Oncology

Krüger, Achim

Structure-function analysis and cell-signaling of metastasis-promoting multi-functional protease inhibitors

Proteases and their natural inhibitors control virtually all processes of life by controlling and remodeling the proteins in the microenvironment of any cell, its receptors, as well as growth factors. Imbalance of proteases and protease inhibitors promotes detrimental inflammatory processes during infections, tumor growth, and cancer metastasis.

We study the non-canonical function of Tissue-inhibitors of metalloproteinases (TIMPs), namely their newly-discovered potential to act, unexpectedly, as a cell signaling-inducing cytokine, which triggers pro-inflammatory function in immune cells as well as other organ-resident cells.

We have identified the multi-functionality of TIMP-1 and could thereby explain the paradox that TIMP-1 correlates with bad prognosis of many diseases, although its canonical anti-proteolytic activity had led to the prediction that TIMP-1 should inhibit them.

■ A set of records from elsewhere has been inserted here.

PR #1042, opened 2018-10-19
Adding a NOSAVE option to the SHUTDOWN command

### LINKED ISSUE #1041: command SHUTDOWN missing NOSAVE option
The SHUTDOWN command doesn't implement the NOSAVE option that Redis supports.  This option prevents Redis from saving the current in-memory state to the persistent files before a shutdown.

dwilliams-kenzan:
Fixes #1041 

Adding a NOSAVE option to the shutdown command.

~~Also added tests for the shutdown command and for the shutdown command with the NOSAVE option.  They're simple tests, but they wait for reconnection so other tests don't fail.~~

Reverted the tests back out as the Redis server doesn't recover on TravisCI.

### DIFF
--- a/redis/client.py
+++ b/redis/client.py
@@ -822,12 +822,12 @@ class StrictRedis(object):
         "Returns a list of slaves for ``service_name``"
         return self.execute_command('SENTINEL SLAVES', service_name)
 
-    def shutdown(self, option=None):
+    def shutdown(self, save=True):
         "Shutdown the server"
         try:
             args = ['SHUTDOWN']
-            if option is not None:
-                args.append(option)
+            if not save:
+                args.append('NOSAVE')
             self.execute_command(*args)
         except ConnectionError:
             # a ConnectionError here is expected
--- a/redis/client.py
+++ b/redis/client.py
@@ -822,10 +822,13 @@ class StrictRedis(object):
         "Returns a list of slaves for ``service_name``"
         return self.execute_command('SENTINEL SLAVES', service_name)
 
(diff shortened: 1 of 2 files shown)


redis/client.py
```diff
@@ -822,10 +822,13 @@ def sentinel_slaves(self, service_name):
         "Returns a list of slaves for ``service_name``"
         return self.execute_command('SENTINEL SLAVES', service_name)
 
-    def shutdown(self):
+    def shutdown(self, save=True):
         "Shutdown the server"
```
itamarhaber: It would be nice to have the `save` argument documented in the docstring

itamarhaber:
Hello @dwilliams-kenzan 

Thanks for catching this - I agree nosave should be supported. Please resolve my only comment - other than that looks good to merge. @andymccurdy - thoughts?

andymccurdy:
I just realized that Redis's `SHUTDOWN` command supports both `SAVE` and `NOSAVE` options. Given the parameter here is `save`, but it's really influencing the `NOSAVE` behavior, that seems confusing.

Instead, I think the code should look like this:

```python
def shutdown(self, save=False, nosave=False):
    if save and nosave:
        raise RedisError('SHUTDOWN save and nosave cannot both be set')
    ...
```

itamarhaber:
Makes sense.

dwilliams-kenzan:
I've update the code based on the feedback here.

andymccurdy:
Thanks! This looks good. Merging now.

PR #1045, opened 2018-11-02
Remove reference to deprecated easy_install

jdufresne:
easy_install is deprecated and its use is discouraged by PyPA:

https://setuptools.readthedocs.io/en/latest/easy_install.html

> Warning: Easy Install is deprecated. Do not use it. Instead use pip.

Follow upstream advice and only recommended supported tools.


andymccurdy:
Thanks. merged.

We employ a wide spectrum of technologies encompassing all aspects of molecular cloning/genetic engineering, expression-vector design, biochemistry, cell culture including functional cell-assays, metabolic assays, protein-design and purification, flow-cytometry, histology, in silico-modeling, statistical analyses etc. in order to explore new structure-function relationships between TIMPs and their receptors, which we also identify in the process.

Through cooperation with colleagues in the clinic we constantly validate our data with material from the clinic towards a transfer of new knowledge from bench to the bedside.

Selected publications from our group:

  • Schoeps, B., C. Eckfeld, O. Prokopchuk, J.P. Böttcher, D. Häußler, K. Steiger, I.E. Demir, P. Knolle, O. Soehnlein, D.E. Jenne, C.D. Hermann, A. Krüger. 2021. Identification of TIMP-1 as a trigger of neutrophil extracellular trap formation in pancreatic cancer. Cancer Res, in press
  • Prokopchuk, O., C.D. Hermann, B. Schoeps, U. Nitsche, O.L. Prokopchuk, P. Knolle, H. Friess, M.E. Martignoni, A. Krüger. 2021. A novel tissue inhibitor of metalloproteinases-1/liver/cachexia score predicts prognosis of gastrointestinal cancer patients. J Cachexia Sarcopenia Muscle 12 : 378-392.
  • Eckfeld, C., D. Häußler, B. Schoeps, C.D. Hermann, A. Krüger. 2019. Functional disparities within the TIMP family in cancer: hints from molecular divergence.  Cancer Metastasis Rev 38 : 469-481.
  • Grünwald, B., B. Schoeps, A. Krüger. 2019. Recognizing the molecular multifunctionality and interactome of TIMP-1. Trends Cell Biol 29 : 6-19.
  • Grünwald, B., V. Harant, S. Schaten, M. Frühschütz, R. Spallek, B. Hoechst, K. Stutzer, S. Berchtold, M. Erkan, O. Prokopchuk, M. Martignoni, I. Esposito, M. Heikenwaelder, A. Gupta, J. Siveke, P. Saftig, P.A. Knolle, D. Wohlleber, A. Krüger, 2016. Pancreatic pre-malignant lesions secrete TIMP1, which activates hepatic stellate cells via CD63 signaling to create a pre-metastatic niche in the liver. Gastroenterology 151 : 1011-1024.
  • Seubert, B., B. Grünwald, J. Kobuch, H. Cui, F. Schelter, S. Schaten, J.T. Siveke, N.H. Lim, H. Nagase, N. Simonavicius, M. Heikenwalder, T. Reinheckel, J.P. Sleeman, K.P. Janssen, P. Knolle, A. Krüger. 2015. TIMP-1 creates a pre-metastatic niche in the liver through SDF-1/CXCR4-dependent neutrophil recruitment in mice. Hepatology 61 : 238-248.
  • Cui, H., B. Seubert, E. Stahl, H. Dietz, U. Reuning, L. Moreno-Leon, M. Ilie, H. Nagase, B. Mari, A. Krüger. 2015. Tissue inhibitor of metalloproteinases-1 induces a pro-tumorigenic increase of miR-210 in lung adenocarcinoma cells and their exosomes. Oncogene 34 : 3640-3650.

- Schelter, F., M. Gerg, B. Halbgewachs, S. Schaten, A. Görlach, F. Schrötzlmair, A. Krüger. 2010. Identification of a survival-independent metastasis-enhancing role of hypoxia-inducible factor 1 α with a hypoxia-tolerant tumor cell line. J Biol Chem 285 : 26182-26189.